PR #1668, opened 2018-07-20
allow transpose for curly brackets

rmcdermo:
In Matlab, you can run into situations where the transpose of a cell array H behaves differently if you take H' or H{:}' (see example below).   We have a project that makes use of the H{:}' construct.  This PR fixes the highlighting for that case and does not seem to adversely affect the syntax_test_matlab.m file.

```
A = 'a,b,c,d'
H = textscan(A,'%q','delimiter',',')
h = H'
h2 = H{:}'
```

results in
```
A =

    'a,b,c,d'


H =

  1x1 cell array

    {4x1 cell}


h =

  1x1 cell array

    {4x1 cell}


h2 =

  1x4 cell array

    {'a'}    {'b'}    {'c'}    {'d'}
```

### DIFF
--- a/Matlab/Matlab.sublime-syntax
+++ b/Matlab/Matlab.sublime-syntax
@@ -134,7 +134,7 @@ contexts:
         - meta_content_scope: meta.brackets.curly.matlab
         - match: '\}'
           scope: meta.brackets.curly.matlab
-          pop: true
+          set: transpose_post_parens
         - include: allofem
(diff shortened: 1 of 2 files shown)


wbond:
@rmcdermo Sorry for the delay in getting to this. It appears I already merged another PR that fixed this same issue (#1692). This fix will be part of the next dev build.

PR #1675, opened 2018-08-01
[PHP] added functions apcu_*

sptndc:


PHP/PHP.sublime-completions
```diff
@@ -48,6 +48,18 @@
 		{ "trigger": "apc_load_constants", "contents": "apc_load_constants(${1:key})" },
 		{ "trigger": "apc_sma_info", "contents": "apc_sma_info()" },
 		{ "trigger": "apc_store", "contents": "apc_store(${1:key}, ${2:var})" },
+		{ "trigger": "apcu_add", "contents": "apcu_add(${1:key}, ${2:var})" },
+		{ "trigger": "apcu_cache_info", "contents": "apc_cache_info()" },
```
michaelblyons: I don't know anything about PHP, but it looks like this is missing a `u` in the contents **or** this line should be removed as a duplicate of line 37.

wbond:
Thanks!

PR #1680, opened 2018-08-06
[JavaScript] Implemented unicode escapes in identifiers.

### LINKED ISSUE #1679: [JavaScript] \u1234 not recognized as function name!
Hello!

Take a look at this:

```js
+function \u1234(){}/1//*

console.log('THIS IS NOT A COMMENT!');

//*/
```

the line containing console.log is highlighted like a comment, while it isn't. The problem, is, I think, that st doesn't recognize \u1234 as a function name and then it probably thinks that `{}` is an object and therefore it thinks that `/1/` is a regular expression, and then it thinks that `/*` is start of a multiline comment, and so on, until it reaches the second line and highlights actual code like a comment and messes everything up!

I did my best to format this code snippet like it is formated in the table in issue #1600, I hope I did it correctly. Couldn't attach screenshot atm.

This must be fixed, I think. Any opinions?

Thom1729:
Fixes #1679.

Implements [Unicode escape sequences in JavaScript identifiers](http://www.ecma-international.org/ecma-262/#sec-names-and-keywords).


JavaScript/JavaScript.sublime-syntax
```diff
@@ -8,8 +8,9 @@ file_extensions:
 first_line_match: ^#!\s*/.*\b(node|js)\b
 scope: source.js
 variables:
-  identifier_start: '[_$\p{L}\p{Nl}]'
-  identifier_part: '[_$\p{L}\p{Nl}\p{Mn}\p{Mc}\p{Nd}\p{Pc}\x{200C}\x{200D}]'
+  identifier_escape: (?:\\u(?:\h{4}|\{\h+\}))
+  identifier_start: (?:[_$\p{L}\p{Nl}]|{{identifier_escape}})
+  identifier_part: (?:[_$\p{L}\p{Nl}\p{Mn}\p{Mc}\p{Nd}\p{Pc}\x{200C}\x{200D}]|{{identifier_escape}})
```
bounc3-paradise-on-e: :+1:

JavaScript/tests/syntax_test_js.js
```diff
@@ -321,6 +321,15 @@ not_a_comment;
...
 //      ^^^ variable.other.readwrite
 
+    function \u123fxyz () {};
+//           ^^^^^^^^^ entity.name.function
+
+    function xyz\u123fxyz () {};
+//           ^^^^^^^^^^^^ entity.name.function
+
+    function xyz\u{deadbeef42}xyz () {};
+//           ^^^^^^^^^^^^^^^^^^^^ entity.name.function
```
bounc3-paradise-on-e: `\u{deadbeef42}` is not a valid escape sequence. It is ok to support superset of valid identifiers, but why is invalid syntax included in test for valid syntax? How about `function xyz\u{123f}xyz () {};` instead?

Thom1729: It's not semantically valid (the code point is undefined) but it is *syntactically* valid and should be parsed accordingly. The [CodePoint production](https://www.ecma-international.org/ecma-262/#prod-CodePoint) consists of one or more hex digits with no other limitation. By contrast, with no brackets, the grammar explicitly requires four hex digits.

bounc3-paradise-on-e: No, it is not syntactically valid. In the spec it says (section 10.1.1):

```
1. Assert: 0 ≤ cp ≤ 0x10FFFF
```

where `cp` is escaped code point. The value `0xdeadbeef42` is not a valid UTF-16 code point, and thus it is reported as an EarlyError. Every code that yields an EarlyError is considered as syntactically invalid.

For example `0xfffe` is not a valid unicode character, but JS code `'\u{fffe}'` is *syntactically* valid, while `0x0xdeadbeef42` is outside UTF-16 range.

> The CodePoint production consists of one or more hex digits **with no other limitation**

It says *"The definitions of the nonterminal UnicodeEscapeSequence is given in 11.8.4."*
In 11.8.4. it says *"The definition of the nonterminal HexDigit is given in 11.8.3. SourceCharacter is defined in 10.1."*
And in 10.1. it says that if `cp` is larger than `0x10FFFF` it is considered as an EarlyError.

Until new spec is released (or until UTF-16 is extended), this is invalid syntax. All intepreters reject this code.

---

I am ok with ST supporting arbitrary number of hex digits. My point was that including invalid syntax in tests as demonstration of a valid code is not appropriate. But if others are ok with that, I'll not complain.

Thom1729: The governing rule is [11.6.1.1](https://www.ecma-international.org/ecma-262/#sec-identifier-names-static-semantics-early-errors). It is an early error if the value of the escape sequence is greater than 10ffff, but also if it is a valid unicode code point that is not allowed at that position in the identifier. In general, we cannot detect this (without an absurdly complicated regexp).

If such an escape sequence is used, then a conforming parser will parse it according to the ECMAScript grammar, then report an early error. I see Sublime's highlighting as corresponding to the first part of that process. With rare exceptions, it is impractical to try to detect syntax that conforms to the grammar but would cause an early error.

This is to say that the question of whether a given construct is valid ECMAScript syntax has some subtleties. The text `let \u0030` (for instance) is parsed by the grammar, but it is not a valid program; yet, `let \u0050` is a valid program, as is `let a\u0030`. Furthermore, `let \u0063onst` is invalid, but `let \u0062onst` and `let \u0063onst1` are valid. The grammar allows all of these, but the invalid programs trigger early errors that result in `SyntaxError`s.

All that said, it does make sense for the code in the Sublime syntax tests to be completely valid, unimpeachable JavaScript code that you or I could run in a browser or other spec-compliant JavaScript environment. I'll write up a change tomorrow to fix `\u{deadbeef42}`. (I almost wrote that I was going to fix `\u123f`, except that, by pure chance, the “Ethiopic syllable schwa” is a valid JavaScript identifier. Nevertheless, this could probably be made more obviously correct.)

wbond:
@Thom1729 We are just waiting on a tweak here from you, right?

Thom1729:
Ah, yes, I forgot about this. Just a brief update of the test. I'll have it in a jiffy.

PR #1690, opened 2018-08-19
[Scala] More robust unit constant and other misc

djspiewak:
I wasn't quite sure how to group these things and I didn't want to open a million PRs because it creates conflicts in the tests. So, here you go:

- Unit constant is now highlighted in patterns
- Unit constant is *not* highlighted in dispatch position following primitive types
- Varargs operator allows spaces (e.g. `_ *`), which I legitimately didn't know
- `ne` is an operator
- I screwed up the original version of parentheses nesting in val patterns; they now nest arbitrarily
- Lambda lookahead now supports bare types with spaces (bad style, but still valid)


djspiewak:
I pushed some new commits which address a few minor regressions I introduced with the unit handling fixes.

• • • •

- **Description of the task**:
Search the material for the word "think" and report how many lines hold it. Add nothing else.

- **Result of this exercise**:
2